Embedded logic is really the wildcard in the whole Y2K scheme of things for any industry where process control is utilized. No one knows or can even guess how much embedded control has the potential for failure on 01/01/2000. And even if all non-compliant embedded logic and controls were identified in every industrial process that used them, there's absolutely no assurance that the controls industry or chip manufacturers would be able to meet demands for upgrades or replacements. Even getting support from the vendor who installed your system(s) is going to be a crapshoot.
-- Sysman (y2kboard@yahoo.com), March 22, 1999.
Coments to Sysman:
"Ok ANP, this is not my area, so once again I'll use a quote from
the expert: <:)= "
Who is the 'expert'? Where is this alleged story from? Anecdotes
and urban legends make good filler for Reader's DIgest but that is
about all they are worth (send this in, you might get $75 if they
publish it!)
"A midwestern US fossil facility ... the downstream PLC (which had
not been powered down) apparently saw this as a significant mismatch
with it's own clock (time as a function of integers rather than actual
date), and interpreted this condition as a gross control failure. The
feedwater regulating valves were driven shut, and the boiler trip
logic was initiated (the 'fail safe' condition for the boiler). In a
'live' situation, the plant would have tripped."
I don't believe a word of this! Why would a difference in date
constitute a 'gross control failure'? Answer: it wouldn't because the
date is absolutely meaningless to a regulatory control loop. These
types of controls and valves are incremental by design, that is the
system calculates changes to the output, not absolute outputs. In the
event of a 'gross error' or power failure, everything simply maintains
its previous setpoint and previous output. No boiler control system
was ever designed that would initiate a shutdown because the date in
the PLC did not match the date in the central host. In fact, in most
of these systems, there is a designated master timekeeper which sets
the time in all of the systems attached to it so the PLC would have
been reset in due time.
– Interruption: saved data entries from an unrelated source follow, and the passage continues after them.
PR #3191, opened 2025-05-29
Add hyperlinks in .spawn doc

thundergolfer:
## Describe your changes

As a user it's annoying that these aren't links. 

image

### DIFF
--- a/modal/_functions.py
+++ b/modal/_functions.py
@@ -101,6 +101,7 @@ if TYPE_CHECKING:
 
 MAX_INTERNAL_FAILURE_COUNT = 8
 
+
 @dataclasses.dataclass
 class _RetryContext:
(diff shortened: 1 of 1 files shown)


thundergolfer:
@prbot approve

mwaskom:
I don't disagree, but having to put the urls directly into the markdown compromises the plain text readability and is quite brittle (this will break the docs build if you get it wrong but i don't think we have any way to catch that in client CI) so i'm very hopeful we can get something working to do these cross-links automatically at some point.

thundergolfer:
> (this will break the docs build if you get it wrong but i don't think we have any way to catch that in client CI)

Yeh I manually verify with `inv docs` and inv just-frontend`.

>  but having to put the urls directly into the markdown compromises the plain text readability

Yeh it's unfortunate but when linking users to the docs I find the lack of linking user hostile.

PR #3192, opened 2025-05-29
add --no-deps and --no-cache when building client dep mounts

matslina:
With this change, `google/_upb/_message.abi3.so` is created. Before, it was not. Seems important that it is.


matslina:
@prbot approve @mwaskom

mwaskom (commented):
Still confused why these flags appear to solve the issue you mention, but they make sense to have either way.

PR #3196, opened 2025-05-30
move dep mount creation logic for testability

matslina:
This change allows for client dependency mounts to be created from Modal's internal integration tests.


modal/mount.py
```diff
@@ -810,3 +810,110 @@ def _is_modal_path(remote_path: PurePosixPath):
         if is_modal_path:
             return True
     return False
+
```
matslina, line 813: Tried moving this and the client package mounts into a separate module, but ended up in import loop hell and backed away from it for now.

modal/mount.py
```diff
@@ -810,3 +810,110 @@ def _is_modal_path(remote_path: PurePosixPath):
...
+REMOTE_SITECUSTOMIZE_PATH = "/pkg/sitecustomize.py"
+
+SITECUSTOMIZE_CONTENT = f"""
+# This file is automatically generated by Modal.
+# It ensures that Modal's python dependencies are available in the Python PATH,
+# while prioritizing user-installed packages.
+import sys; sys.path.append('{REMOTE_PACKAGES_PATH}')
+""".strip()
+
+async def _create_single_mount(
```
matslina, line 824: Making these async appears to be necessary for integration tests to work, but I'm not sure why, and could be mistaken. Doesn't hurt, either way I suppose.

modal/mount.py
```diff
@@ -810,3 +810,110 @@ def _is_modal_path(remote_path: PurePosixPath):
...
+    import subprocess
+    import tempfile
+
+    profile_environment = config.get("environment")
+
+    abi_tag = "cp" + python_version.replace(".", "")
+    mount_name = f"{builder_version}-{abi_tag}-{platform}-{arch}"
+    uv_python_platform = uv_python_platform or f"{arch}-{platform}"
+
+    if check_if_exists:
```
matslina, line 842: I'm not sure why, but in the integration test setup this `from_name` seems to block the event loop and everything croaks. It's strictly not needed in there, so passing this flag was a quick fix to get around it.

modal/mount.py
mwaskom: Yeah I think I've run into similar issues before! Since we no longer have any public API defined in this module I think it's tolerable to have more of this internal stuff.

modal/mount.py
```diff
@@ -810,3 +810,109 @@ def _is_modal_path(remote_path: PurePosixPath):
...
+    import tempfile
+
+    profile_environment = config.get("environment")
+    abi_tag = "cp" + python_version.replace(".", "")
+    mount_name = f"{builder_version}-{abi_tag}-{platform}-{arch}"
+    uv_python_platform = uv_python_platform or f"{arch}-{platform}"
+
+    if check_if_exists:
+        try:
+            Mount.from_name(mount_name, namespace=api_pb2.DEPLOYMENT_NAMESPACE_GLOBAL).hydrate(client)
```
mwaskom, line 843: If this is an async function I think you'll want to be using the `.aio` interface on `.hydrate`.

PR #3197, opened 2025-06-01
Improve Workdir comment after cleanup

ekzhang:
Reflects backend change https://github.com/modal-labs/modal/pull/23133 and hopefully this reduces future confusion

By the way, I tried to search through the code and wasn't able to find anywhere this field is used currently — but I'm probably missing something!


ekzhang:
@prbot approve

PR #3199, opened 2025-06-02
A few async_utils deadlock safety improvements

freider:
Some general improvements for reducing risk of async "freezes":
* cancellation of async_merge tasks are now concurrent instead of sequential, making cancellation faster
* adds `prevent_cancellation_abortion` util
* adds cancellation timeout for async_merge (default 10s) used for cancellations + exceptions
* async_map now wraps the mapper function in `prevent_cancellation_abortion` to ensure the workers don't infinite-loop (would add some task-wrapping overhead, hopefully not too bad?)
* similar cancellation timeout for async_map (just propagates to the internal async_merge)
* bumping synchronicity dependency to 0.9.14 which includes additional thread safety fixes for cancellation

---

## Compatibility checklist

---

## Release checklist

---

</details>

## Changelog

* Fixed a rare race condition that could cause `.spawn_map` to never finish in case of exceptions or async cancellations.


freider:
@gongy I have a vague recollection of you doing some benchmarking of async_map previously - do you happen to still have whatever script you used for that? I hope that adding some asyncio.create_task-wrapping of calls here won't add noticeable overhead but you never know.

An alternative approach would be to rewrite `async_map` completely, using a less risky structure than `while True`-workers...

mwaskom (approved):
✅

Unless you have any 'real' proof of the
above, I stand by my original assertion.
"Embedded logic is really the wildcard ... there's absolutely no
assurance that the controls industry or chip manufacturers would be
able to meet demands for upgrades or replacements."
Again, the assumption is that every embedded chip is non-compliant
and everyone utilizes date related functions in a non-compliant way
and that every one will cause a system failure at midnight 12/31/99.
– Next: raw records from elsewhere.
PR #3202, opened 2025-06-03
Fixes issue where an empty map would stall for 55s before completing [CLI-416]

freider:
Empty maps would seemingly "stall forever" (although technically 55s, I think) due to FunctionGetOutputs longpolling not getting aborted when the map completion criteria is met (=all inputs have been created + number of emitted outputs match the number of created inputs).

While this scenario could _possibly_ happen at other points in a map lifecycle (under very rare conditions), the empty input iterator would with almost 100% likelyhood reproduce this since the initial FunctionGetOutputs gets sent immediately.

The fix is to set up an event that is triggered whenever the map is complete, which can be concurrently listened to while waiting for FunctionGetOutputs. This also gave me the opportunity to refactor some of the `nonlocal` mess and bring the most important of those state changes in under a common `update_state()` function, which would also be responsible for setting the completion criteria event.

---

## Compatibility checklist

---

## Release checklist

---

</details>

## Changelog

* Fixed an issue where `Function.map()` and similar methods would stall for 55 seconds when passed an empty iterator as input, instead of completing immediately.

### DIFF
--- a/modal/parallel_map.py
+++ b/modal/parallel_map.py
@@ -243,9 +243,12 @@ async def _map_invocation(
             retried_outputs
 
         last_entry_id = "0-0"
-
+        print("HAVE ALL", have_all_inputs, outputs_completed < inputs_created)
         while not have_all_inputs or outputs_completed < inputs_created:
-            logger.debug(f"Requesting outputs. Have {outputs_completed} outputs, {inputs_created} inputs.")
+            logger.debug(
+                f"Requesting outputs. Have {outputs_completed} outputs, {inputs_created} inputs. {repr(have_all_inputs)}"
+            )
+            print()
             # Get input_jwts of all items in the WAITING_FOR_OUTPUT state.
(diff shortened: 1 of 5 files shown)


modal/parallel_map.py
```diff
@@ -147,9 +144,27 @@ async def input_iter():
                 break
             yield raw_input  # args, kwargs
 
-    async def drain_input_generator():
-        nonlocal have_all_inputs
+    def update_state(set_have_all_inputs=None, set_inputs_created=None, set_outputs_completed=None):
```
rculbertson, line 147: nice way to handle all these state variables!

rculbertson:
Nice work! I looked over this quickly and it seems good, but I'd like to take a closer look tomorrow to understand some of the async logic better.
Just for my info, is this urgent to get in?

Also, I ran a test job on your branch which maps over 1M inputs and has been good at catching race conditions - finished successfully, no issues!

This simply is not the case.
ANP
-- Another NORMal Person (Sam Malone@BettyFord.com), March 22, 1999.
Why are we still speculating about this? Shouldn't there be hard
information by now? Is it too much to ask for the Senate (or NERC or
NRC) to hire a consulting group to pick a plant at random, and go in
and test for Y2K problems? With enough money (and done early enough)
the utility would not object (hey, free Y2K remediation!)
And for those utilities which have fixed their problems, can't they
say something straightforward like "Senator, a plant identical to ours
but unremediated (in Europe, say) would have crashed for a month. No
doubt about it." or the opposite ("it would have been a minor
glitch.")
Come on, already! There are only 9 months left! Why can't we get
some hard info? If it's just legal hassles, someone should spend some
money and get these guys to divulge info!
-- Michael Goodfellow (mgoodfel@best.com), March 22, 1999.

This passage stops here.